I choked out his name and crawled to him. My head swam, and my limbs were wobbly beneath me. Darkness clawed at the edges of my senses, ready to pull me away at any moment.
But I still managed to make it to Atrius’s side, my hands sliding over his bare chest.
Fragments of his memories flashed through me—memories of the way Nyaxia had cruelly killed the Bloodborn prince even after he had fulfilled her greatest demands. For one terrible moment, I thought that she had done the same thing to Atrius.
If she had, I would—I would?—
I couldn’t let myself finish the thought. I used the last of the energy I did not have to reach into Atrius’s aura, as deep as my exhausted magic could take me, right down to the core of his heart.
And there, I felt his soul. Weak. But alive.
And there was no rot here. Nothing consuming him.
I let out a shaky breath and sagged against him. With the rush of adrenaline leaving me, so did the rest of my sparse energy.
Atrius shifted weakly. He lifted his head, grunted a wordless sound.
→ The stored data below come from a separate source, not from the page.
PR #1093, opened 2026-06-22
fix(kernel): silence cross-sibling VFS "drop unmatched response" spam

benpeter:
## Problem

In the standalone (kernel-worker) float the page runs **two** VFS clients on a **single** `KernelTransport`: the read-only `RemoteVfsClient` and the read+write `RemoteWritableVfsClient`. Both match `vfs-read-*-result` envelopes, so every response is delivered to *both* `handleResult` methods — and the one that didn't issue the request has no pending entry for it.

The old code treated "no pending entry" as an anomaly and logged a `drop unmatched response` debug line for **every** sibling response. Those debug lines are relayed page→node-server, so under tray-leader load the log filled with:

```
[remote-writable-vfs-client] drop unmatched response { ... }
```

(One line per read the *other* client issued.)

## Root cause

The two clients shared an overlapping id space and neither could tell its own responses from a sibling's, so the "unmatched ⇒ bug" assumption was wrong on a shared wire with two demuxers.

## Fix

- Give the clients **disjoint** request-id namespaces: `vfs-r-` (reader) and `vfs-w-` (writer) — deliberately chosen so neither is a prefix of the other.
- In each `handleResult`, only log a drop when the unmatched id is in **that client's own** namespace (a genuine duplicate/late host reply). A sibling's response is now ignored silently.

No behavior change beyond logging: the owning client still resolves/rejects exactly as before.

## Tests

Adds a regression block (`writable-vfs-client.test.ts`) that wires a reader + writer onto one shared transport and asserts that a read issued by one client does **not** produce a drop log on the other — covering both directions.

## Verification

- `vitest run` on both kernel client suites — 35 pass
- `npm run typecheck` — all targets clean
- `biome` / `prettier` — clean

Found while debugging a tray-leader log flood; this is the standalone-only spam half. (The other half of that investigation — a duplicate-tab CDP eviction war from Chrome session-restore after an unclean `Ctrl-C` — is a separate branch/PR.)

### DIFF
--- a/packages/webapp/src/kernel/remote-vfs-client.ts
+++ b/packages/webapp/src/kernel/remote-vfs-client.ts
@@ -108,6 +108,14 @@ interface PendingRequest {
 /** Default per-request timeout (ms). */
 const DEFAULT_REQUEST_TIMEOUT_MS = 30_000;
 
+/**
+ * Request-id namespace for the read client. Disjoint from the writable
+ * client's `vfs-w-` prefix (note: NOT a prefix of it) so the two clients
+ * — which share one transport and both match `vfs-read-*-result` envelopes
+ * — can each tell its own responses from a sibling's. See `handleResult`.
+ */
+const READ_REQUEST_ID_PREFIX = 'vfs-r-';
+
 class RemoteVfsClient implements RemoteVfsClientHandle {
   private readonly transport: KernelTransport<ExtensionMessage, PanelToOffscreenMessage>;
   private readonly log: NonNullable<RemoteVfsClientOptions['logger']>;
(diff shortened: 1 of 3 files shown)


trieloff:
We'll pick this up in #1085 (the slicc-5 thin-extension + ipk/ipx breaking release).

Verified compatible and clean: #1085 doesn't touch the VFS client files, it merges with no conflicts, and the semantic target is intact — on #1085 both `handleResult` paths still log the unconditional `drop unmatched response`, and the reader still uses the generic `vfs-` id prefix (which is a prefix of the writer's `vfs-w-`). Your disjoint `vfs-r-`/`vfs-w-` namespacing + own-namespace drop-log gate applies as-is. Folding it into #1085.

trieloff:
The VFS `vfs-r-`/`vfs-w-` disjoint-namespace fix and the drop-log gating are now in `main` (rebased into the slicc-5 / #1085 line, new SHAs). Merging this branch into `main` is a no-op. Closing as already-landed.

One hand found its way to my arm—rested there for a moment, as if he wasn’t sure what he was feeling.
His eyes opened, awareness returning to him just as mine slipped away.
His fingers tightened, and with that pressure, the reality of our relationship crashed down around me.
I had betrayed him. He would kill me for it. Any king would do the same.
These truths took root in my heart.
Perhaps I hallucinated the way he said my name.
I opened my mouth to speak as Atrius sat up, but darkness took me before the words could come. They’d be useless, anyway.